Could some New York-based firm — someone with a big name locally there, and a bigger name nationally than Bracewell — have offered a sweeter package to land Giuliani for one of the home teams? Oh, sure; and apparently one or two nibbled, according to the American Lawyer article. But Bracewell ended up being the gal whut Rudy chose to bring to the Post-Mayor Law-Practice Dance. And he sez, at least, that he's still willin' and eager to keep dancin' with her, if dances at the White House don't ever fill up his dance card. I have no reason to think Rudy's being insincere in this quote:
"There's not a single negative in it," he said in February about his tenure at Bracewell. "If I do not win, I would like to stay here for the rest of my life." ...
But do I think that's actually likely even if Giuliani doesn't get the GOP nomination, or if he loses in the general election? Naw, not very.
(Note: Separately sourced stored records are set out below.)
PR #1320, opened 2022-01-26
Add support for configuring a DB secret's plugin_name

### LINKED ISSUE #1288: database_secret_backend_connection resource missing `plugin_name` field.
Hello,

 I need to create the oracle database engine in Vault as mentionned in https://www.vaultproject.io/api/secret/databases/oracle
I plan to use Terraform and so :  resource "vault_database_secret_backend_connection"

but I can not use :
=> plugin_name  as a configuration parameter (and it's mandatory for Oracle) as it's not defined in the documentation  https://registry.terraform.io/providers/hashicorp/vault/latest/docs/resources/database_secret_backend_connection

=> And under oracle arguments I also need to define username/password in order for Vault to define resources in the Oracle database but it's the same, the arguments don't exist  

do I have to use =>  resource "vault_generic_endpoint"  ?
Or Did I miss something?
Thanks for your help

benashz:
This PR adds support for setting the `plugin_name` in the `vault_database_secret_backend_connection` resource. Previously all related resources could only be provisioned using a well known default value from Vault.

### Community Note

Closes #1288 

```release-note

```

```
make testacc TESTARGS='-v -test.run TestAccDatabaseSecretBackendConnection_mssql'
TF_ACC=1 go test -v -v -test.run TestAccDatabaseSecretBackendConnection_mssql -timeout 20m ./...

[...]

=== RUN   TestAccDatabaseSecretBackendConnection_mssql
--- PASS: TestAccDatabaseSecretBackendConnection_mssql (17.70s)

```

### DIFF
--- a/vault/resource_database_secret_backend_connection.go
+++ b/vault/resource_database_secret_backend_connection.go
@@ -44,25 +44,48 @@ const (
 var (
 	databaseSecretBackendConnectionBackendFromPathRegex = regexp.MustCompile("^(.+)/config/.+$")
 	databaseSecretBackendConnectionNameFromPathRegex    = regexp.MustCompile("^.+/config/(.+$)")
-	dbBackendTypes                                      = []string{
-		dbBackendCassandra,
-		dbBackendCouchbase,
-		dbBackendElasticSearch,
-		dbBackendHana,
-		dbBackendInfluxDB,
-		dbBackendMSSQL,
-		dbBackendMongoDB,
-		dbBackendMongoDBAtlas,
-		dbBackendMySQL,
-		dbBackendMySQLAurora,
-		dbBackendMySQLLegacy,
-		dbBackendMySQLRDS,
-		dbBackendPostgres,
-		dbBackendOracle,
-		dbBackendSnowflake,
-		dbBackendRedshift,
+
+	// map all dbBackends to their corresponding dbEngineInfo's
+	// XXX: This map must be updated whenever a new database engine is added.
+	dbEngines = map[string]*dbEngineInfo{
+		dbBackendCassandra:     {name: dbBackendCassandra},
+		dbBackendCouchbase:     {name: dbBackendCouchbase},
+		dbBackendElasticSearch: {name: dbBackendElasticSearch},
+		dbBackendHana:          {name: dbBackendHana},
+		dbBackendInfluxDB:      {name: dbBackendInfluxDB},
+		dbBackendMSSQL:         {name: dbBackendMSSQL},
+		dbBackendMongoDB:       {name: dbBackendMongoDB},
+		dbBackendMongoDBAtlas:  {name: dbBackendMongoDBAtlas},
+		dbBackendMySQL:         {name: dbBackendMySQL},
+		dbBackendMySQLAurora:   {name: dbBackendMySQLAurora},
+		dbBackendMySQLLegacy:   {name: dbBackendMySQLLegacy},
+		dbBackendMySQLRDS:      {name: dbBackendMySQLRDS},
+		dbBackendPostgres:      {name: dbBackendPostgres},
+		dbBackendOracle:        {name: dbBackendOracle},
+		dbBackendSnowflake:     {name: dbBackendSnowflake},
+		dbBackendRedshift:      {name: dbBackendRedshift},
 	}
+	// dbEngines key values, initialized in init()
+	dbBackendTypes []string
 )
+
+func init() {
+	for k := range dbEngines {
+		dbBackendTypes = append(dbBackendTypes, k)
+	}
+}
+
+type dbEngineInfo struct {
+	name string
+}
+
+func (i *dbEngineInfo) getPluginName(d *schema.ResourceData) string {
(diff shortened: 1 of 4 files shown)


vault/resource_database_secret_backend_connection_test.go
```diff
@@ -956,20 +967,23 @@ func testAccDatabaseSecretBackendConnectionConfig_mssql(name, path, connURL stri
...
-	return fmt.Sprintf(`
+	result := fmt.Sprintf(`
 resource "vault_mount" "db" {
   path = "%s"
   type = "database"
 }
 
 resource "vault_database_secret_backend_connection" "test" {
   backend = vault_mount.db.path
+  plugin_name = "%s"
```
vinay-gopalan, line 978: Since we are explicitly setting `plugin_name` for MSSQL configs, would it be worth testing with a custom plugin name other than the default ones we are passing in wherever `testAccDatabaseSecretBackendConnectionConfig_mssql` is called? 

From an initial glance it looks like adding this field explicitly in MSSQL doesn't have a benefit since it always uses the default, but I could be wrong

vinay-gopalan (commented):
Looking great! Had 1 query about a test with a custom plugin name, but I'm good with the rest

vault/resource_database_secret_backend_connection_test.go
```diff
@@ -19,6 +22,12 @@ import (
 	"github.com/hashicorp/terraform-provider-vault/testutil"
 )
 
+const testDefaultDatabaseSecretBackendResource = "vault_database_secret_backend_connection.test"
+
+// TODO: add support for automating tests for plugin_name
+// Currently we have to configure the Vault server with a plugin_directory,
+// copy/build a db plugin and install it with a unique name, then register it in vault.
+
```
benashz, line 30: @vinay-gopalan, in regards to https://github.com/hashicorp/terraform-provider-vault/pull/1320#discussion_r794094203 - do you think this sufficient for now, or would you rather I document the procedure somewhere else?

vinay-gopalan: Ah I think I now understand what you meant by this comment. I didn't fully take into account the Vault server setup required for custom plugin names. I believe this comment is sufficient, and resolves my query

vault/resource_database_secret_backend_connection_test.go
vinay-gopalan: Resolved with https://github.com/hashicorp/terraform-provider-vault/pull/1320#discussion_r794779496

vinay-gopalan (approved):

vault/resource_database_secret_backend_connection.go
```diff
@@ -44,27 +44,47 @@ const (
...
-		dbBackendMySQLLegacy,
-		dbBackendMySQLRDS,
-		dbBackendPostgres,
-		dbBackendOracle,
-		dbBackendSnowflake,
-		dbBackendRedshift,
+
+	// map all dbBackends to their corresponding dbEngine's
+	// XXX: This map must be updated whenever a new database engine is added.
+	dbEngines = map[string]*dbEngine{
```
calvn, line 50: Minor struct nit: Does this have to be a map, or can it be `[]*dbEngine{}`? The range loops where this is referenced would still work by changing the map key `k` to object's name `e.name`.

For instance:
```
for _, e := range dbEngines {
	dbBackendTypes = append(dbBackendTypes, e.name)
}
```

vault/resource_database_secret_backend_connection.go
```diff
@@ -1257,12 +1260,30 @@ func databaseSecretBackendConnectionRead(d *schema.ResourceData, meta interface{
 		roles = append(roles, role.(string))
 	}
 
-	d.Set("allowed_roles", roles)
-	d.Set("backend", backend)
-	d.Set("name", name)
-	d.Set("root_rotation_statements", resp.Data["root_credentials_rotate_statements"])
+	if err := d.Set("allowed_roles", roles); err != nil {
```
calvn, line 1263: When is it okay to skip this error check? I see that we've added them in here, but still have them left out on call within the switch case above.

calvn (approved):
Couple of minor nits, otherwise looks good! There's a bit of redundancy between the consts, the map, and the slice that we build, but we've discussed online that you plan on refactoring those bits separately.

vault/resource_database_secret_backend_connection.go
benashz: Good question, I would say never. We have been trying update unhandled errors when we see them. Perhaps we should do that across the entire code base...

vault/resource_database_secret_backend_connection.go
benashz: I believe we still need the map in order to get the `dbEngine` from the Schema's field name , for all callers of `getDBEngine()`

benashz: I suppose we could iterate through `[]*dbEgine{}` instead of relying on the map.

benashz: refactored in https://github.com/hashicorp/terraform-provider-vault/pull/1326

You can insert your pre-packaged joke about the number and nature of Rudy Giuliani's literal marriages here. But his name partnership at Bracewell is plainly a marriage of convenience for Giuliani and Bracewell both — and it will last exactly as long as it stays mutually convenient.
Indeed, one thing the American Lawyer article got slightly off, I think — besides the groaner of a title, "Lone Star" — was in this introductory paragraph:
When Houston's Bracewell & Patterson called a press conference at the Waldorf-Astoria Hotel two years ago to introduce its new partner, Rudolph Giuliani, the firm's lawyers beamed. Their trophy mate was a real catch, someone who would bring instant name recognition for Bracewell's fledgling New York office. Like a good traditional bride, the firm changed its name to Bracewell & Giuliani.
A traditional bride would have put the Giuliani name first. The most obvious precedent was New York's Nixon, Mudge, Rose, Guthrie & Alexander, where Tricky Dick hung his shingle between being VPOTUS and POTUS, and which was "Mudge Rose et al." before and after.
But Bracewell didn't make Rudy its first-named partner, and for good reason. If — or more likely, when, according to his own wishes and their best wishes for him! — he leaves the firm, they'll go back to "Bracewell & Patterson," or "Bracewell & Somebody," or just plain "Bracewell."
I'm pretty sure Bracewell hasn't ordered more than one year's worth of office letterhead at a time in their new "married name" anyway. But then, not many other big law firms do that these days, either.